> **WHAT YOU NEED TO DO**
Output, exactly as written, the lines of the data below from the one containing "-201,7 +201,7 @@" to the end.

> **EXTRACTED ENTRIES**
PR #605, opened 2022-06-02
debug execution: implement actor redirects in engine

vyzo:
This seems like the simplest way to do it, without getting into a mess trying to implement intercepting or generic engines.

### DIFF
--- a/fvm/src/machine/engine.rs
+++ b/fvm/src/machine/engine.rs
@@ -201,7 +201,7 @@ impl Engine {
             module_cache: Default::default(),
             instance_cache: Mutex::new(anymap::Map::new()),
             config: ec,
-            actor_redirect: actor_redirect,
+            actor_redirect,
         })))
     }
 }


fvm/src/machine/engine.rs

> **EXERCISE ANSWER**
@@ -201,7 +201,7 @@ impl Engine {
             module_cache: Default::default(),
             instance_cache: Mutex::new(anymap::Map::new()),
             config: ec,
-            actor_redirect: actor_redirect,
+            actor_redirect,
         })))
     }
 }


fvm/src/machine/engine.rs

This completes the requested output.